Task to complete: Copy the records exactly. Include every line.

(Stored items)
PR #47, opened 2022-01-28
Approval query returns positive for Owner

orkunkl:
In an NFT project i had this case: 
```rust
        // check if sender has approval
        nft_contract
            .approval(
                &deps.querier,
                token.id.clone(),
                info.sender.clone().into_string(),
                None,
            )
            .map_err(|_e| ContractError::Unauthorized {})?;

```
Where I only want to check if sender has permission to operate nft.
If the sender is `owner`, this query returns unauthorized. In order to make this work, I need to run one more owner query which makes things complicated and expensive.

### DIFF
--- a/contracts/cw721-base/src/contract_tests.rs
+++ b/contracts/cw721-base/src/contract_tests.rs
@@ -335,6 +335,26 @@ fn approving_revoking() {
         .execute(deps.as_mut(), mock_env(), minter, mint_msg)
         .unwrap();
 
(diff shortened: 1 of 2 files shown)


the-frey:
Looks good - suggest we merge https://github.com/CosmWasm/cw-nfts/pull/48 first, then the wasm build will succeed here and https://github.com/CosmWasm/cw-nfts/pull/45

JakeHartnell (approved):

Task response:
PR #47, opened 2022-01-28
Approval query returns positive for Owner

orkunkl:
In an NFT project i had this case: 
```rust
        // check if sender has approval
        nft_contract
            .approval(
                &deps.querier,
                token.id.clone(),
                info.sender.clone().into_string(),
                None,
            )
            .map_err(|_e| ContractError::Unauthorized {})?;

```
Where I only want to check if sender has permission to operate nft.
If the sender is `owner`, this query returns unauthorized. In order to make this work, I need to run one more owner query which makes things complicated and expensive.

### DIFF
--- a/contracts/cw721-base/src/contract_tests.rs
+++ b/contracts/cw721-base/src/contract_tests.rs
@@ -335,6 +335,26 @@ fn approving_revoking() {
         .execute(deps.as_mut(), mock_env(), minter, mint_msg)
         .unwrap();
 
(diff shortened: 1 of 2 files shown)


the-frey:
Looks good - suggest we merge https://github.com/CosmWasm/cw-nfts/pull/48 first, then the wasm build will succeed here and https://github.com/CosmWasm/cw-nfts/pull/45

JakeHartnell (approved):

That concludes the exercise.